### Task requirements
Below is a listing. Write out exactly its lines between the one holding "PR #687, opened 2017-12-01" and the one holding "to an index", inclusive.
- Opening Delimiter -
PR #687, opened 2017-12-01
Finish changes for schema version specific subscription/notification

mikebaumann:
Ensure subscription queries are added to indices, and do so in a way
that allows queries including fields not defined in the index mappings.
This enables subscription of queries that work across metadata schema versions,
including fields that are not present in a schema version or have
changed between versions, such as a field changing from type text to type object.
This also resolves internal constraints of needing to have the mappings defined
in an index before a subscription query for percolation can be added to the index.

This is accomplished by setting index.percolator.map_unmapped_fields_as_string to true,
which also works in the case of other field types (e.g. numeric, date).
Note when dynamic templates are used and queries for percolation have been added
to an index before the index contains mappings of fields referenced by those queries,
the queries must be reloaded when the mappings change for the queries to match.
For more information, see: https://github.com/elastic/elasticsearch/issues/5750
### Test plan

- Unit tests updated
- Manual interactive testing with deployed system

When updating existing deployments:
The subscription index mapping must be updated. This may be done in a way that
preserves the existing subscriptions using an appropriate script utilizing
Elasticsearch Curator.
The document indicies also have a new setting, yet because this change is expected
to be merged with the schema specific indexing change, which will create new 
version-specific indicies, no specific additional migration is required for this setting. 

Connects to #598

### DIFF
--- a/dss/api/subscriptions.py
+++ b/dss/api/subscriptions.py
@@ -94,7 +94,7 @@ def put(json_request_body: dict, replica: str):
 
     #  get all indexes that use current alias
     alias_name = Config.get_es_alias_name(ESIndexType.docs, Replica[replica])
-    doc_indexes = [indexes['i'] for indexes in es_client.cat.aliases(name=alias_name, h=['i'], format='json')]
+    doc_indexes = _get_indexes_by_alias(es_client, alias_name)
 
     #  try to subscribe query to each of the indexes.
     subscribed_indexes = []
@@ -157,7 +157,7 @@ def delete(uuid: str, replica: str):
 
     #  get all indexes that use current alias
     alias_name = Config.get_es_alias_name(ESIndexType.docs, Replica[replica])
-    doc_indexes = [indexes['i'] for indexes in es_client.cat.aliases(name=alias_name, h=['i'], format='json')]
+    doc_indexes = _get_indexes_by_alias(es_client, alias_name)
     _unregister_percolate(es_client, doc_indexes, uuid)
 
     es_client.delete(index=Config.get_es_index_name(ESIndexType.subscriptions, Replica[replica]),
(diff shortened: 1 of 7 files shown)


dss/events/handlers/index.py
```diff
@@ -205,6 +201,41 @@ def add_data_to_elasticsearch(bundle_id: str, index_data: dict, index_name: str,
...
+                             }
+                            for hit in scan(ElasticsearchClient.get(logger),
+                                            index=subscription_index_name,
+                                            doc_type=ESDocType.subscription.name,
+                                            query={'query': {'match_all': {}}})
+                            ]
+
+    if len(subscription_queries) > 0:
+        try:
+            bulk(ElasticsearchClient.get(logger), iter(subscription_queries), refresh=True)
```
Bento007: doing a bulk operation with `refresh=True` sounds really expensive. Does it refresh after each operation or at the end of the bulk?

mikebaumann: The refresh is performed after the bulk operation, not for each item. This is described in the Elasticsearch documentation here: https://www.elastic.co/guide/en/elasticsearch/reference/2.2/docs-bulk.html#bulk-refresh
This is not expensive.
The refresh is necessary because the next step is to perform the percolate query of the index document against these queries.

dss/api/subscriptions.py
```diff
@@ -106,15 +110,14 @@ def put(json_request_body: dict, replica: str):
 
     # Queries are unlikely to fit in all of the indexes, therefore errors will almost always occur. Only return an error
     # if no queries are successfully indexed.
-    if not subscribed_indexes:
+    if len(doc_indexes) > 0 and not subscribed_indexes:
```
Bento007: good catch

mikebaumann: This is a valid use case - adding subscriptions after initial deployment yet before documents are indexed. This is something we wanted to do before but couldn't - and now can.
- Closing Delimiter -
- Opening Delimiter -
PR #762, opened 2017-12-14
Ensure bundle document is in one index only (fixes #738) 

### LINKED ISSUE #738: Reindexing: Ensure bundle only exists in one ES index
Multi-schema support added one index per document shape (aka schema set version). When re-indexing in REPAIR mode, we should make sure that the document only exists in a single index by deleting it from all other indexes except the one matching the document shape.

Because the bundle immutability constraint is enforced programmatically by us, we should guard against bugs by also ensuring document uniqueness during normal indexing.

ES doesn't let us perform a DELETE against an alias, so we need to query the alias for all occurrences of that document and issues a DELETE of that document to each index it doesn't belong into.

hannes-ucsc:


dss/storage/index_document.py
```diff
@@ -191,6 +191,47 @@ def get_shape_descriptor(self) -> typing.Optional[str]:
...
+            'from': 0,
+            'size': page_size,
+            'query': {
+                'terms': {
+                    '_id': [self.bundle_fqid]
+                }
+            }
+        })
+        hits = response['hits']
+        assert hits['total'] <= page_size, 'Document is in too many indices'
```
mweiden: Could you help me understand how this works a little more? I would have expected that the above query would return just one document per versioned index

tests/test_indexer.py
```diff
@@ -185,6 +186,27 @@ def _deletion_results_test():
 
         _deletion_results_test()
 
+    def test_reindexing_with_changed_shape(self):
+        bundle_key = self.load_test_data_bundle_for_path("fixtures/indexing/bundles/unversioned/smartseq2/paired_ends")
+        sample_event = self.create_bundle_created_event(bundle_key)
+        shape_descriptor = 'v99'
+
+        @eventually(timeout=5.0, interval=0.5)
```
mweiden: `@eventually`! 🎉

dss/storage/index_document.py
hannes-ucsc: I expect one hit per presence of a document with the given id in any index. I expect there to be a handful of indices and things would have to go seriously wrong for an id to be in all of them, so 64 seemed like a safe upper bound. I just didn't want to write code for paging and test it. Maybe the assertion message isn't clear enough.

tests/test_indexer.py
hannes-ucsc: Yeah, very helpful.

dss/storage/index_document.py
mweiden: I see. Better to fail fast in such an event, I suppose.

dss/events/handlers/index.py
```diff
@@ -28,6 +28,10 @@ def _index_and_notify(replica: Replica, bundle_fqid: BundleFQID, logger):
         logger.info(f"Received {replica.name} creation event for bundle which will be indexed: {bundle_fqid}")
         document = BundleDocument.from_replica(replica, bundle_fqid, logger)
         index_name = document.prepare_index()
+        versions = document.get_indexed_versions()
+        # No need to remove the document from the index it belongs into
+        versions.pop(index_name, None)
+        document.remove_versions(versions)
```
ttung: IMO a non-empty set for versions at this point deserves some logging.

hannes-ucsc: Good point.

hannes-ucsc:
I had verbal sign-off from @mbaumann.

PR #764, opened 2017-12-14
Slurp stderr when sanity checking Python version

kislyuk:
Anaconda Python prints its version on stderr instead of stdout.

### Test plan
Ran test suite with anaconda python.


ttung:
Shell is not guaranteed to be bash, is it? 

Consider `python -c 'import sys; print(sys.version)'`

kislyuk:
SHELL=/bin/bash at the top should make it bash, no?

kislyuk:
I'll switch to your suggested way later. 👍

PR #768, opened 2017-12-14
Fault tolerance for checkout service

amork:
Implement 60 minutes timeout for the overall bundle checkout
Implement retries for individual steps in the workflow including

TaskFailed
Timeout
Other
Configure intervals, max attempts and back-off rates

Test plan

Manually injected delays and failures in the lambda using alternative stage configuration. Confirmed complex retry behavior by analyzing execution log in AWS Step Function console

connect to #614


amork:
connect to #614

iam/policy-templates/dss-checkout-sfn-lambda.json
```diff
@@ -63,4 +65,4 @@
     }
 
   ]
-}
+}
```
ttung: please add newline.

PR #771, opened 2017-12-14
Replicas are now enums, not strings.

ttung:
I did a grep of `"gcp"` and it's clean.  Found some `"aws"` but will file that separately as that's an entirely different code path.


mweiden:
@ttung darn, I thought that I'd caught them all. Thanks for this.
- Closing Delimiter -
### Response
PR #687, opened 2017-12-01
Finish changes for schema version specific subscription/notification

mikebaumann:
Ensure subscription queries are added to indices, and do so in a way
that allows queries including fields not defined in the index mappings.
This enables subscription of queries that work across metadata schema versions,
including fields that are not present in a schema version or have
changed between versions, such as a field changing from type text to type object.
This also resolves internal constraints of needing to have the mappings defined
in an index before a subscription query for percolation can be added to the index.

This is accomplished by setting index.percolator.map_unmapped_fields_as_string to true,
which also works in the case of other field types (e.g. numeric, date).
Note when dynamic templates are used and queries for percolation have been added
to an index before the index contains mappings of fields referenced by those queries,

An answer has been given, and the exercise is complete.